Motherboard: Key iPhone source code gets posted online in ‘biggest leak in history’

Nope. Nope. Nope.

I hate headlines like this. Biggest leak in history? Come on.

Here’s where the reaction comes from:

Someone just posted what experts say is the source code for a core component of the iPhone’s operating system on GitHub, which could pave the way for hackers and security researchers to find vulnerabilities in iOS and make iPhone jailbreaks easier to achieve.

The GitHub code is labeled “iBoot,” which is the part of iOS that is responsible for ensuring a trusted boot of the operating system. In other words, it’s the program that loads iOS, the very first process that runs when you turn on your iPhone. It loads and verifies the kernel is properly signed by Apple and then executes it—it’s like the iPhone’s BIOS.

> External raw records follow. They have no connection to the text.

PR #4483, opened 2025-09-26
Add devcontainer.yml workflow

externl:


.github/workflows/devcontainer.yml
```diff
@@ -0,0 +1,24 @@
+name: Dev Containers
+
+on:
+  workflow_dispatch:
+  push:
+    branches: ["main"]
+  pull_request:
+    # The branches below must be a subset of the branches above
+    branches: ["main"]
```
pepone, line 9: Do we need to run this on every pull-request/push?

.github/workflows/devcontainer.yml
```diff
@@ -0,0 +1,24 @@
...
+
+jobs:
+  build:
+    runs-on: ubuntu-24.04
+    steps:
+      - name: Checkout repository
+        uses: actions/checkout@v4
+
+      - name: Build dev containers
```
pepone, line 18: What are we doing here, building a docker container for each dev-container env? What is the advantage?

PR #4662, opened 2025-11-26
Upgrade C# solution files to SLNX format

pepone:


csharp/msbuild/ice.dist.slnx
```diff
@@ -0,0 +1,17 @@
+<Solution>
+  <Configurations>
+    <Platform Name="Any CPU" />
+    <Platform Name="x64" />
```
bernardnormier: I understand the Any CPU platform but not x64 and x86. If they are needed, can you add a comment?

csharp/msbuild/ice.slnx
```diff
@@ -0,0 +1,263 @@
+<Solution>
+  <Configurations>
+    <Platform Name="Any CPU" />
+    <Platform Name="x64" />
```
bernardnormier: Same here

csharp/msbuild/ice.dist.slnx
pepone: We can probably remove them, they were added by the converter. I will check.

PR #4665, opened 2025-12-01
Reject duplicated options when parsing an endpoint string

### LINKED ISSUE #487: Reject duplicated options when parsing stringified endpoints
Ice accepts stringified endpoints with duplicated options, such as:
```
Hello.Proxy=hello:tcp -p 10002 -h localhost -p 10000 -h 127.0.0.1:udp -p 10000:ssl -p 10001
```
which is surprising and error-prone. The last option appears to win.

This bug affects Ice 3.7 and earlier releases. We can't fix it in a patch release as such a fix could break existing applications.

bernardnormier:
Fixes #487 in all languages + add tests.

### DIFF
--- a/cpp/src/Ice/EndpointI.cpp
+++ b/cpp/src/Ice/EndpointI.cpp
@@ -101,10 +101,7 @@ IceInternal::EndpointI::initWithOptions(vector<string>& args)
         {
             if (!knownOptions.insert(option).second)
             {
-                throw Ice::ParseException{
-                    __FILE__,
-                    __LINE__,
-                    "duplicate option '" + option + "' in endpoint " + str};
+                throw Ice::ParseException{__FILE__, __LINE__, "duplicate option '" + option + "' in endpoint " + str};
             }
         }
         else
--- a/cpp/src/Ice/EndpointI.cpp
+++ b/cpp/src/Ice/EndpointI.cpp
@@ -1,8 +1,10 @@
 // Copyright (c) ZeroC, Inc.
 
 #include "EndpointI.h"
+#include "Ice/LocalExceptions.h"
 #include "Ice/OutputStream.h"
 
+#include <set>
 #include <sstream>
 
 using namespace std;
@@ -63,7 +65,7 @@ IceInternal::EndpointI::initWithOptions(vector<string>& args)
     vector<string> unknown;
 
     ostringstream ostr;
-    ostr << '`' << protocol() << " ";
+    ostr << "'" << protocol() << " "; // protocol means transport here
     for (const auto& arg : args)
     {
         if (arg.find_first_of(" \t\n\r") != string::npos)
@@ -77,6 +79,8 @@ IceInternal::EndpointI::initWithOptions(vector<string>& args)
     }
     ostr << "'";
     const string str = ostr.str();
+
+    set<string> knownOptions;
 
     for (vector<string>::size_type n = 0; n < args.size(); ++n)
     {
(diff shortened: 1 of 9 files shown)


js/test/Ice/proxy/Client.ts
```diff
@@ -416,6 +416,38 @@ export class Client extends TestHelper {
...
+
+        objPrx = communicator.stringToProxy("hello:tcp -h host1 -p 10000 --sourceAddress 127.0.0.1");
+        test(objPrx !== null);
+        try {
+            communicator.stringToProxy(
+                "hello:tcp -h host1 -p 10000 --sourceAddress 127.0.0.1 --sourceAddress 10.0.0.1");
+            test(false);
+        } catch (ex) {
+            test(ex instanceof Ice.ParseException, ex as Error);
+        }
```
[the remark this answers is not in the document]
bernardnormier: JS does not support udp.

cpp/src/Ice/EndpointI.cpp
```diff
@@ -93,7 +97,17 @@ IceInternal::EndpointI::initWithOptions(vector<string>& args)
...
 
-        if (!checkOption(option, argument, str))
+        if (checkOption(option, argument, str))
+        {
+            if (!knownOptions.insert(option).second)
+            {
+                throw Ice::ParseException{
+                    __FILE__,
+                    __LINE__,
+                    "duplicate option '" + option + "' in endpoint " + str};
```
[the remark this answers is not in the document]
bernardnormier: That's the C++ convention: lowercase and no trailing period.

externl (approved):

cpp/test/Ice/proxy/AllTests.cpp
```diff
@@ -413,6 +413,46 @@ allTests(TestHelper* helper)
     id2 = Ice::stringToIdentity(idStr);
     test(id == id2);
 
+    //
+    // Test proxies with duplicated endpoint option.
+    //
+
+    std::optional<Ice::ObjectPrx> objPrx = communicator->stringToProxy("hello:tcp -h host1 -p 4061");
```
pepone: Will be a bit clear to have just an array with the 3 string that retuns in a ParseException and test in a loop, no need to test pasrsing a "good endpoint" here.

js/test/Ice/proxy/Client.ts
```diff
@@ -416,6 +416,39 @@ export class Client extends TestHelper {
         id2 = Ice.stringToIdentity(idStr);
         test(id.equals(id2));
 
+        //
+        // Test proxies with duplicated endpoint option.
+        //
+
+        let objPrx = communicator.stringToProxy("hello:tcp -h host1 -p 4061");
```
pepone: We should use `defaultProtocol` defined at the begining, for browser compatibility. I think you cannot parse TCP endpoints in a browser can you?

cpp/test/Ice/proxy/AllTests.cpp
bernardnormier: Without a good endpoint "base", you don't know if the ParseException comes from the duplicated option or some other error in the endpoint / stringified proxy.

But yes, I could restructure this test to use a loop.

js/test/Ice/proxy/Client.ts
bernardnormier: We're running this test in a browser?

js/src/Ice/EndpointI.js
```diff
@@ -37,7 +41,12 @@ export class EndpointI {
                 argument = args[i++];
             }
 
-            if (!this.checkOption(option, argument, str)) {
+            if (this.checkOption(option, argument, str)) {
+                if (knownOptions.has(option)) {
+                    throw new ParseException(`duplicate option '${option}' in endpoint ${str}`);
```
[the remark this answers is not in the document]
bernardnormier: same style as C++

js/test/Ice/proxy/Client.ts
pepone: Only manually, not in CI. There is `--browser Manual` option for js/allTests.py

bernardnormier: Fixed

cpp/test/Ice/proxy/AllTests.cpp
bernardnormier: Updated tests to use the `default` transport + loop.

pepone (approved):
Looks good!

PR #4666, opened 2025-12-01
Prevent Checkstyle from Caching 'up-to-date' So it Always Re-Runs

InsertCreativityHere:
The latest gradle has better caching, which helps speed up builds.
Normally, this is a good thing, but it's causing gradle to skip running `checkstyle` more than once without cleaning in the middle.

Because the first time that `checkstyle` is run, gradle marks it as up-to-date. And if you try to re-run it, it will happily skip it.

----

This PR marks all checkstyle tasks as never up to date, and also disables gradle's built in state tracking.
This way `checkstyle` will always be run, and yield the exact same output. No matter how many times it's been run before.

### DIFF
--- a/java/test/android/controller/build.gradle
+++ b/java/test/android/controller/build.gradle
@@ -114,6 +114,11 @@ task checkstyle(type: Checkstyle) {
 
 tasks.named('checkstyle').configure {
     dependsOn(copyCertificates)
+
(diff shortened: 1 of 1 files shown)


bernardnormier:
The issue is when the build has checkstyle errors. You want to get these errors again and again - not just the first time. Maybe there is a way to improve this PR to cache only when there is no error.

Issue #4025, opened 2025-05-27
Remove Support for Writing `null` Enum Values in Java


InsertCreativityHere:
The static implementation of `ice_write` that `slice2java` generates for enums has a special case to handle `null`.
If you try to marshal a `null` enumerator, we'll instead marshal the first declared enumerator.
This seems very unexpected in my opinion.

My only guess is that we're trying to save users from possibly getting a NPE (null-pointer exception).
But... Users really shouldn't be passing `null` enums around, and we shouldn't be trying to save them from the consequences of doing so.

----

The code-gen in question:
```
out << sp << nl << "public static void ice_write(com.zeroc.Ice.OutputStream ostr, " << name << " v)";
out << sb;
out << nl << "if(v == null)";
out << sb;
string firstEnum = enumerators.front()->mappedName();
out << nl << "ostr.writeEnum(" << absolute << '.' << firstEnum << ".value(), " << p->maxValue() << ");";
out << eb;
out << nl << "else";
out << sb;
out << nl << "ostr.writeEnum(v.value(), " << p->maxValue() << ");";
out << eb;
out << eb;
```

InsertCreativityHere:
> I believe we also have a similar behavior for strings somewhere.

Yes, we have a special handling of null sequences, where if you marshal a `null` sequence, we will marshal an empty sequence of the corresponding type. Same for string, if you marshal a `null` string, we will marshal the empty string for you.

Personally, these don't feel that crazy to me. Not like replacing a `null` enum with the first enumerator (which is crazy).
Also, this behavior also exists in C# too. So, I'd rather just fix the weird Java-specific behavior and leave the rest alone.

----

Here are all the special cases: 
[...]

PR #4672, opened 2025-12-02
Remove Support for Marshaling `null` Enums and Structs in Java

InsertCreativityHere:
This PR implements #4025, and goes one step further.

In Java, if you marshal a null enum, we will instead marshal the first enumerator you declared in your Slice enum.
And, if you marshal a null struct (mapped to a class in Java), we will instead marshal a default instantiated class instance.

Both of these behaviors are unique to Java and in my opinion, unexpected.
This PR removes both of these special cases, now if you try to marshal a null enum or struct, you will get a `NullPointerException`.

----

After this PR, the only special handling for `null` is that if you pass a `null` array/buffer/etc., we will instead marshal an empty sequence. I don't think this is nearly as crazy, and it's not specific to Java either.

### DIFF
--- a/CHANGELOG-3.8.md
+++ b/CHANGELOG-3.8.md
@@ -825,6 +825,12 @@ initialization. See `InitializationData.pluginFactories`.
   by a WebSocket connection. Once the WebSocket `bufferedAmount` reaches this limit, sending additional data
   is delayed until it drops below the threshold.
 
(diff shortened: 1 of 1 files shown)


bernardnormier (commented):
I have two concerns with this PR:
 - it looks like we have the same null encoded as "default" in JS, Python and PHP. What's the plan for these languages?
 - there is no CHANGELOG entry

This is true. It’s also true that Apple filed a copyright takedown and GitHub removed the post. But that’s a side note. Important, but a side note.

Buried down in the Motherboard article is this nugget:

This source code first surfaced last year, posted by a Reddit user called “apple_internals” on the Jailbreak subreddit.

This has been known about for some time. It’s iOS 9 source code and, while it’s likely true that some of that source code remains in iOS 11, Apple has known about this for long enough that they’ve certainly made any necessary changes to limit their exposure. I’d suggest that this GitHub publication had more value to the original poster and to Motherboard than to the anyone trying to hack the current version of iBoot.

And that said, I hope I’m right about this.